----- Given records

PR #704, opened 2015-10-04
Fixing dynamic framework target and adding an example for Travis

marmelroy:
The introduction of ASPhotosFrameworkImageRequest in ee0c027ba68e0299c2ccb803f84de2ed5bef0d9c broke the AsyncDisplayKit dynamic framework target. Again.

This is now fixed.

To prevent it from breaking again in the future, I created a new dynamic framework smoke test (based on the swift example). Travis will now build it and warn if there are any errors.


appleguy:
@marmelroy thanks man!  Here I missed the file add once again.  This is most definitely a job for a machine :).

Sorry it took so much extra effort to get running with Carthage in a stable way.  I'm very relieved to have this fixed once and for all.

----------

▶ Work required
Look above for the line holding "This is now fixed.". Print it and every line after it, exactly, through the line holding "a machine :).".

▶ Answer to this task
This is now fixed.

To prevent it from breaking again in the future, I created a new dynamic framework smoke test (based on the swift example). Travis will now build it and warn if there are any errors.


appleguy:
@marmelroy thanks man!  Here I missed the file add once again.  This is most definitely a job for a machine :).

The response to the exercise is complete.